PR #1979, opened 2026-08-22
docs(tasks): record INFRA-104's first live TC-10 subject

### LINKED ISSUE #1965: A task can be marked done with its acceptance criteria unticked, and every scan passes
## Measured

Found by probing, not by reading: I marked four `blocked` / `in-progress` tasks `status: done`, added a `completed:` date, and moved them to `completed/` — exactly what "completing" them would do — then ran the full suite.

```
INFRA-046  status=done  unticked=0  ticked=0
INFRA-054  status=done  unticked=3  ticked=0
INFRA-097  status=done  unticked=5  ticked=0
INFRA-104  status=done  unticked=1  ticked=9
```

`unearned-done-claims` **passed.** So did `backlog-placement` and `task-archival`. The only failures were `reference-kind-qualified`, `rule-case-narrative` and `resolving-claims` — and those fired because the *files moved and broke inbound links*, not because anything judged the completion claim.

Nine of those unticked boxes are acceptance criteria the items wrote for themselves. INFRA-097's five include "Add adversarial tests proving a PR cannot replace its own required gate"; INFRA-104's one is its only user-execution scenario.

## Why the existing guard does not catch it

`unearned-done-claims` judges what a done record **says**:

- **U2** — an evidence/proof heading whose body cites nothing
- **U3** — a named section reference that resolves to no heading
- **U4** — a **ticked** box asserting "verified by …" with no citation after the claim

Every rule is about content that is *present*. None is about a criterion that is present and **unmet**. A task with zero prose and five unticked boxes is, to this scan, a clean done record — and it is the shape that costs the most, because `status: done` is what the next reader trusts instead of opening the file.

`task-archival` is the nearest thing: it fails "a fully-checked task file whose spec never reached `spec-docs/done/`". It keys on *fully-checked*, so a **partly**-checked one falls through the same gap from the other side.

## Suggested shape

A done-status task should have no `- [ ]` under its acceptance/completion criteria, or should name each survivor with a reason on the line — the same escape `named-artifact-resolves` uses (`allow-missing-artifact: <reason>`), so a deliberate exception is a decision someone wrote down.

Two things worth checking before implementing, because either could make a naive rule fire on correct work:

1. **How many existing `completed/` items would go red?** There are 79 completed INFRA files alone. If the count is large this needs the burn-down baseline shape (`may fall, never rise`) rather than a hard floor, like `reference-kind-qualified` and `named-artifact-resolves`.
2. **Not every `- [ ]` is an acceptance criterion.** Some task files use checkboxes in a plan or a rejected-alternatives list. The rule should be scoped to the criteria section, or it will refuse records that are legitimately complete.

## Provenance

Found during the INFRA backlog sweep, while verifying a *refusal* rather than a change: I had said these four could not be marked done "because `unearned-done-claims` exists to refuse it". Running it showed that claim was wrong about the mechanism — the record would have been false, and nothing mechanical would have said so. The substantive reasons remain measured and unchanged (neither gate is in `protect-develop`'s required list; 2 of 2 guarded workflows still load their definition from the pull request; the last promotion body carried 0 closing keywords), so the four stay `blocked` / `in-progress`.

The gap this issue reports is the more useful half of that correction.

woojubb:
## What

Appends one dated entry to the INFRA-104 task record. Docs-only — no code, no scan, no gate.

## Why now

Every earlier entry on this item recorded the same blocker: each closing reference `develop` carried
named an issue that was **already closed**, so a promotion derived an **empty** block and TC-10 — the
half that asks whether *GitHub*, not a person, closes the issue — had nothing to act on. That
happened four separate times this session.

## What was measured

Each of the 16 issues referenced by a closing keyword on `develop`-not-`main` was read individually
through the API:

```
closed:  15
OPEN:     1   -> issue #1965
```

And the generator was run rather than reasoned about:

```
$ node scripts/harness/promotion-closes.mjs

Closes #1965
::examined:: 130 pull-request body(ies) read, 37 issue record(s) checked
```

Issue #1965's `Closes` keyword was ignored by GitHub because the PR did not target the default
branch — **the exact defect this item exists to compensate for**, and the reason a subject survived.

## The near-miss, recorded because it nearly went the other way

The first sweep reported "no open candidates" — while **four of the sixteen reads had timed out**. A
timeout is not an answer of "closed". Re-run distinguishing an error from a state, `#1965 open`
appeared. `merge-gate` enforces the same principle a layer up; this was the same trap inside a
survey.

## Notes

- The three checks for the next promotion are written **before** the evidence exists, so the reading
  cannot be fitted to it.
- `reference-kind-qualified` caught the two new bare references (frozen 5 → 7); both were qualified
  and the ratchet is back at 5. Note its qualifier must sit on the **same line** as the reference —
  a line break between them still reads as unqualified.

ACTIONABLE FINDINGS: 0

Refs INFRA-104

### DIFF
--- a/.agents/tasks/INFRA-104-promotion-carries-closing-keywords-to-main.md
+++ b/.agents/tasks/INFRA-104-promotion-carries-closing-keywords-to-main.md
@@ -156,3 +156,42 @@ The substantive grounds are unchanged, and were re-measured rather than restated
 
 The gap the probe exposed — a `done` task with unticked acceptance criteria passes every scan — is
 filed as issue #1965 rather than folded in here.
+
+### 2026-08-22 — TC-10 has a live subject for the first time
+
+Every earlier entry records the same blocker: every closing reference `develop` carried named an
+issue that was ALREADY CLOSED, so a promotion derived an empty block and the half TC-10 asks about —
+GitHub, not a person, closing an issue — had nothing to act on.
+
+Re-measured today, reading each referenced issue through the API rather than trusting the record:
+
+```
+referenced by a closing keyword on develop-not-main:  16
+  closed:  15
+  OPEN:     1   -> issue #1965
+```
+
+**Issue #1965 is open, and `Closes #1965` is on `develop`.** GitHub ignored that keyword because the
+pull request did not target the default branch — which is the exact defect this item exists to
+compensate for — so the issue survived to become the first live subject the promotion block can name.
+
+It arrived from ordinary work. Issue #1965 was filed after probing whether four blocked items could be
+marked `done` (every existing scan passed, which was the defect); another session implemented the
+guard and merged it with the closing keyword. Nothing was arranged to produce this.
+
+**One measurement note, because it nearly went the other way.** The first sweep reported "no open
+candidates" — but four of the sixteen reads had TIMED OUT, and a timeout is not an answer of
+"closed". Re-run distinguishing an error from a state, `#1965 open` appeared. `merge-gate` refused a
+merge on the same principle an hour earlier ("no answer is a refusal — it is NOT an answer of
+'none'"), and this is the same trap one layer down, in a survey rather than a gate.
+
+**What remains for TC-10 is one event: the next promotion.** What to check when it happens, written
+BEFORE the evidence exists so the reading cannot be fitted to it:
+
+1. the promotion body carries a non-empty block naming issue #1965;
+2. the `promotion closes` required context passes on the promotion pull request;
+3. issue #1965 is closed by GITHUB — the close event attributed to the merge, not to a person.
+
+Any of the three failing is a finding about this item, not about the promotion. In particular,
+if issue #1965 is closed by hand before then, the subject is consumed and TC-10 waits again — which is what
+happened four times earlier in this session and is recorded above.
--- a/.agents/tasks/INFRA-104-promotion-carries-closing-keywords-to-main.md
+++ b/.agents/tasks/INFRA-104-promotion-carries-closing-keywords-to-main.md
@@ -189,7 +189,10 @@ merge on the same principle an hour earlier ("no answer is a refusal — it is N
 BEFORE the evidence exists so the reading cannot be fitted to it:
 
 1. the promotion body carries a non-empty block naming issue #1965;
-2. the `promotion closes` required context passes on the promotion pull request;
+2. the `promotion closes` job reports green on the promotion pull request. It is ADVISORY, not
+   required: `.github/required-status-checks.json` declares it required on `main` and the live
+   `protect-main` ruleset does not, filed as issue #1980. It still runs, and a failure would show as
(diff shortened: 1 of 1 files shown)


woojubb:
## Self-review round 2 — one finding, raised on my own diff and resolved in 67d99e158

The entry asserted:

> 2. the `promotion closes` **required context** passes on the promotion pull request

I checked that instead of leaving it, and it is **not true**.

```
  - promotion closes: .github/required-status-checks.json declares it required on `main`,
    but the LIVE ruleset does not require it — it is enforcing nothing.
```

`.github/required-status-checks.json` declares four contexts under `branches.main`; the live
`protect-main` ruleset requires three. `promotion closes` — the gate written *for this very task* —
is the missing one.

Nothing caught the drift because the reconciling half (`--live`) runs from
`.github/workflows/ruleset-drift.yml`, which is `workflow_dispatch:` only since its schedule was
removed. A recorded constraint nobody re-derives is not a constraint — the same defect class this
task record has been cataloguing all along, this time landing on the task's own gate.

**Filed as issue #1980, not folded in.** This PR only corrects the wording: the job runs and
reports, a failure surfaces as `UNSTABLE`, and `.claude/hooks/merge-gate.sh` refuses that — so it
gates this repository's merge path but not GitHub's.

Note for reviewers of `reference-kind-qualified`: its qualifier must sit on the **same line** as the
reference. A line break between `issue` and `#1965` still reads as unqualified, and prettier reflows
the file after staging — so the ratchet is worth re-running post-commit, which I did (PASS).

ACTIONABLE FINDINGS: 0

woojubb:
## Reviewer verdict

**Base** `ad9d4a557c9c2941ddfb38919a9d902dd5cffd07` (origin/develop)
**Head** `67d99e1584e2d61697cef6feaac40ec9a7927671` (origin/docs/infra-104-tc10-candidate)

Docs-only: one dated entry appended to `.agents/tasks/INFRA-104-promotion-carries-closing-keywords-to-main.md`. No code, no scan, no workflow, no gate.

Every factual claim in the entry was executed rather than restated:

- 16 issues referenced by a closing keyword on `develop`-not-`main`, read individually through the API — 15 closed, issue #1965 open.
- `node scripts/harness/promotion-closes.mjs` run: derives exactly `Closes #1965` over 130 PR bodies and 37 issue records.
- `node scripts/harness/promote.mjs --dry-run`: clean, promotes develop's tree unchanged.

One finding was raised against this diff and resolved in `67d99e158`: check 2 asserted `promotion closes` is a **required** context. `scan-main-required-checks.mjs --live` says otherwise, and the ruleset history shows `protect-main` unmodified since 2026-07-26 — so it was never added, not removed. Filed as issue #1980 with the measurement; the entry now states what is true.

CI: 15 passed, 0 failed, `mergeStateStatus=CLEAN`. Review threads: 0 total, 0 unresolved.

The entry's three observation conditions are written before the evidence exists, which is the property that makes them worth anything.

ACTIONABLE FINDINGS: 0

Work to be completed: For each line of the data that includes the word "referenced", return a copy of it.

Finished task:
Each of the 16 issues referenced by a closing keyword on `develop`-not-`main` was read individually
+Re-measured today, reading each referenced issue through the API rather than trusting the record:
+referenced by a closing keyword on develop-not-main:  16
- 16 issues referenced by a closing keyword on `develop`-not-`main`, read individually through the API — 15 closed, issue #1965 open.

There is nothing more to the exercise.